Structural information theory based on electronic configurations.

Abstract

The topic of this paper is how different forms of acoustical information may be measured. The specific problem addressed is how information is transferred from a three-dimensional source of longitudinal waves to a one-dimensional vibrating membrane. In previous papers1,12, the author has demonstrated through the derivation of different forms on informational 'quanta' that the modulating envelopes for the wave packets representing these quanta are functional solutions to the Weber equation (the Helmholtz equation in parabolic cylinder coordinates).

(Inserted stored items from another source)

PR #670, opened 2026-09-04
fix(data): drop multimodal rows with a non-dict message instead of aborting the dataset load

abdulwaarith0:
## What does this PR do?

`_convert_multimodal` iterates `row["messages"]` and calls `msg.get("content")` without first checking that `msg` is a dict:

```python
for msg in messages:
    content = msg.get("content")   # AttributeError if msg is not a dict
```

So a row like `{"messages": ["hello"]}` — a bare string, `None`, an int, or a nested list where an object belongs — raises `AttributeError: 'str' object has no attribute 'get'`.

The geometrical structure described by the Weber equation suggests a resonance effect existing between an 'angular momentum' involving an 'azimuthal quantum number' and one involving a 'magnetic quantum number' in analogy with structural chemistry formulations12. In the present paper, the geometrical formulation is carried further. A sound source is commonly spherical, therefore solutions are found for the wave equation in spherical coordinates, giving a precise meaning to the 'azimuthal' and 'magnetic quantum number' analogy. These informational wave packets are then translated into a one-dimensional representation because of the nature of the receiver (the tympanic membrane). The difference between descriptions of electromagnetic and acoustical forms of energy is presented as consisting in the number of variables remaining constant in the acoustical formulation (as compared with the electromagnetic) but not in the basic geometrical formulations, which are primary.